Mast cell tumors, which have been removed with an adequate margin of healthy tissue, usually require no further treatment [284]. Unfortunately, the location of the tumor in the extremities, head, or tail area often prevents the preservation of so-called “clean” margins, and adjuvant therapy must therefore be implemented. Grade II or III mast cell tumors are treated with radiotherapy, which significantly reduces the risk of local relapse [299]. Mastocytomas respond very well to radiotherapy. In a radical protocol, fractionated irradiation is usually used. The average survival time for patients undergoing radiation therapy was between 2 and 5 years [300]. Radiotherapy treatment of mast cell tumors has additional applications as neoadjuvant treatment to facilitate complete tumor resection [300].

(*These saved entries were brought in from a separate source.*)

PR #2041, opened 2021-12-09
:memo: Add an additional reference to the templates

trolologuy:
## Why

Attempt to make the usage of templates more obvious.

## What's changed

Added one reference to the templates.

### DIFF
--- a/CONTRIBUTING.md
+++ b/CONTRIBUTING.md
@@ -11,19 +11,19 @@ For style and formatting guidance, see:
 * [Content style guide](contributing/content-style.md)
 * [Markup reference](contributing/markup-format.md)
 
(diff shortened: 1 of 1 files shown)


CollierCZ:
I like the idea, but a link to the templates is already [under the heading Adding pages](https://github.com/platformsh/platformsh-docs/blob/main/CONTRIBUTING.md?plain=1#L24). I think that's where it belongs in the workflow. Is it not clear enough? I'm certainly open to making it clearer, but I don't think it's general guidance like the style guides are.

trolologuy (commented):
It is much better like that, the context is clearer ✅

CollierCZ (approved):

PR #2044, opened 2021-12-09
:bug: Limit region table CSS to that table

CollierCZ:
## Why

In #2007, I unfortunately entered the CSS for region tables too broad so they applied everywhere. See the table here for an example:
https://docs.platform.sh/configuration%2Fservices.html#type

## What's changed

Made the CSS for the region table only apply to that table and not cells everywhere.

### DIFF
--- a/docs/static/styles/user-customizations.css
+++ b/docs/static/styles/user-customizations.css
@@ -302,7 +302,7 @@
   border-spacing: 2px;
 }
 
-.region-table > tr, td, th {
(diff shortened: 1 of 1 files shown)


trolologuy (approved):
The table looks much nicer [now](https://pr-2044-oxvniya-652soceglkw4u.eu-3.platformsh.site/configuration%2Fservices.html#type).
✅  Merge approved.

PR #2051, opened 2021-12-13
:bug: Fix typos

trolologuy:
## Why

Fix typos


CollierCZ (approved):

CollierCZ:
* [x] Small improvements to templates, which have no effect on the built site and so other things don't need to be checked.

PR #2055, opened 2021-12-16
Update gitlab.md

michielkenis:
Updated with new format of GitLab

## Why

Closes #{ISSUE_NUMBER}


CollierCZ (approved):
Thanks for the fix, @michielkenis! We're having a temporary problem with our pipeline. As soon as that's taken care of, we'll get this merged in.

CollierCZ:
The issue seems to be on the GitLab side with permissions. Will update the docs with a note when the cause has been more precisely located.

CollierCZ:
Handled in #2056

When using treatment with ionizing radiation, it is important to consider the possible side effects, which are divided into early and late reactions. Early side effects include swelling, redness, ulceration, and burning of the skin. Late reactions include leukotrichia, skin discoloration, and fibrosis within the irradiated area [301]. In extreme cases, it can lead to osteoradionecrosis, damage of lymphatic and blood vessels, lymphedema, as well as the formation of another tumor [302].

5. Conclusions

This review summarized the advancement in research on the genetic changes in mast cells, including point mutations (mainly), gene expression, chromosomal aberrations, and epigenetic changes in the form of microRNA expression. The prognosis depends on the histologic type of the tumor and the level of progression in the body. Increasingly advanced diagnostic techniques, combined with modern therapeutic approaches, allow long survival times. Genomic knowledge can be applied to the practice; for example, KIT gene mutations are very often present in mastocytoma cells, which affects disease prognosis. KIT/CD117 receptor mutations are typical changes for human mastocytosis. In contrast, in systemic mastocytosis, high KIT/CD117 expression is observed, but usually, there are no KIT gene mutations. This suggests that epigenetic mechanisms may play a significant role in mastocytosis development and metastasis. Moreover, the expressions of some microRNA molecules (classified as epigenetic mechanisms) have been shown to distinguish healthy and MCT-affected dogs, as well as dogs with and without nodal metastasis. Our paper reviews studies on mast cells, mastocytoma, and mastocytosis carried out over several decades and summarizes the research results conducted in this area. Further studies on the pathobiology of mast cells can lead to clinical improvements, such as better diagnosis and treatment of individuals affected by MCT.